The deed, lease, assignment or transfer and affidavit follow each other in the order named, and all are recorded on 18 and 19 October, 1872. The lease, assignment or transfer and affidavit were all recorded as parts of the same instrument on 19 October, 1872. It seems that this is indicated by the record, but at least are recorded in consecutive order at the same time.
It is contended by plaintiffs that although the originals of the lease, assignment or transfer and the affidavit (the latter argued by plaintiffs a declaration of trust), are all lost, they are admissible as an ancient record. If they are not admissible as tending to make certain the description in the Burleson deed to Bowman, the action of plaintiffs cannot be sustained. We think that although the originals are lost and not required to be recorded, yet spread on the records for 55 years, in the office of the register of deeds, is such an ancient record that imports verity and truth and ordinarily admissible at least as prima facie evidence.
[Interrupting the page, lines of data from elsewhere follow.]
PR #2699, opened 2023-02-08
Remove unused folder_id field from search table

demiankatz:
The search table in the database has contained a folder_id field since the early days of VuFind 1.x; however, this field has never been used for anything. This PR removes the unused field and associated code/indexes.

TODO
- [x] Add upgrade script logic to optionally remove field/index from MySQL (allow it to be kept in case somebody has found a local use)
- [x] Add migration to remove field/index from PostgreSQL
- [x] Run full test suite
- [x] Update changelog
- [x] Make appropriate updates to #2233 after merging.


demiankatz:
@EreMaijala, I think this is more or less ready to go. The screen for selecting whether or not to remove the deprecated column in the upgrade process could probably be beautified, but at least it's functional. Maybe @crhallberg has some ideas there.

EreMaijala (approved):
Looks good to me and works as well!

demiankatz:
Thanks, @EreMaijala! Here's a screen shot of the new upgrade screen in case @crhallberg wants to suggest any changes to confirmdeprecatedcolumns.phtml before I merge this PR:

image

themes/bootstrap3/templates/upgrade/confirmdeprecatedcolumns.phtml
```diff
@@ -0,0 +1,19 @@
...
+<table class="table table-striped">
+    <tr><th scope="col">Table</th><th scope="col">Column(s)</th></tr>
+    <?php foreach ($deprecated as $table => $columns): ?>
+        <tr><td><?=$this->escapeHtml($table)?></td><td><?=$this->escapeHtml(implode(', ', $columns))?></td></tr>
+    <?php endforeach; ?>
+</table>
+
+<p><b>RECOMMENDED:</b> You can <a href="<?=$this->url('upgrade-confirmdeprecatedcolumns')?>?action=delete">remove the columns</a>.</p>
+
+<p>Alternatively, if you are using these columns for some reason (e.g. in local custom code), you can choose to <a href="<?=$this->url('upgrade-confirmdeprecatedcolumns')?>?action=keep">keep the columns</a>.</p>
```
crhallberg: As regular link, it looks like it will take you to documentation on how to do this. I would instead style these links as buttons by adding the classes `btn btn-default`.

crhallberg (changes requested):

themes/bootstrap3/templates/upgrade/confirmdeprecatedcolumns.phtml
demiankatz: Thanks, @crhallberg. I had to use `btn btn-default btn-link` to avoid having underlines inside the buttons. Is that appropriate, or should I do things differently? (If I leave off `btn-default` they don't look like buttons).

crhallberg: That makes sense, I'm surprised that `.btn-default` doesn't remove the underline. That might be a more consistent option.

crhallberg: Same applies to #2741.

demiankatz: Please take a look at my latest changes to #2741. If you approve of that approach, I can update this to match once it is merged.

demiankatz: Okay, @crhallberg, #2741 has been merged into this, and I've adjusted the template accordingly. I think this is ready to merge now; just needs your approval.

crhallberg (approved):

The principle is stated thus in Wigmore on Evidence, 4 Vol. 2 ed., part sec. 2143, subsec. 5, p. 569: “Where the alleged ancient original is lost (or otherwise unavailable), and a purporting official record is offered, made more than thirty years before, and certifying the deed’s contents and execution, but inadmissible as an official record (ante, 1648-1649), because not made in accordance with statutory provisions may not this ancient record-copy serve as sufficient evidence of genuineness ? • It is apparent that the case is not only as strong as the preceding one, but is stronger in two respects, namely, the defects of the record are in a measure technical only and it still is entitled to some consideration as an official statement, and the long publicity of it has- given ample opportunity for correction and opposition if any just ground existed for doubting the original authenticity. Accordingly, there has been a general disposition, on one ground or another, to accept such an ancient record, though otherwise inadmissible, as sufficient, after the lapse of time. . . . This conclusion has been usually accepted. The rulings to the contrary seem rarely, if ever, to have gone upon any supposition that the ancient document rule was in itself impossible to apply to a *161copy, but rather upon the lack of confirming circumstances in the case in band. Moreover, the fact of possession of the land, as a confirming circumstance, seems often to be here insisted upon, irrespective of its general requirement.” Cedar Works v. Pinnix, 208 Fed., 785; Davis v. Higgins, 91 N. C., p. 382; Nicholson v. Lumber Co., 156 N. C., 59. The execution of the lease was duly proven and certified to be registered, and the lease, assignment or transfer and affidavit, are all recorded in consecutive order. The hearsay rule gives way to the ancient doctrine rule and is admissible ordinarily at least as prima facie evidence of the truth of the contents.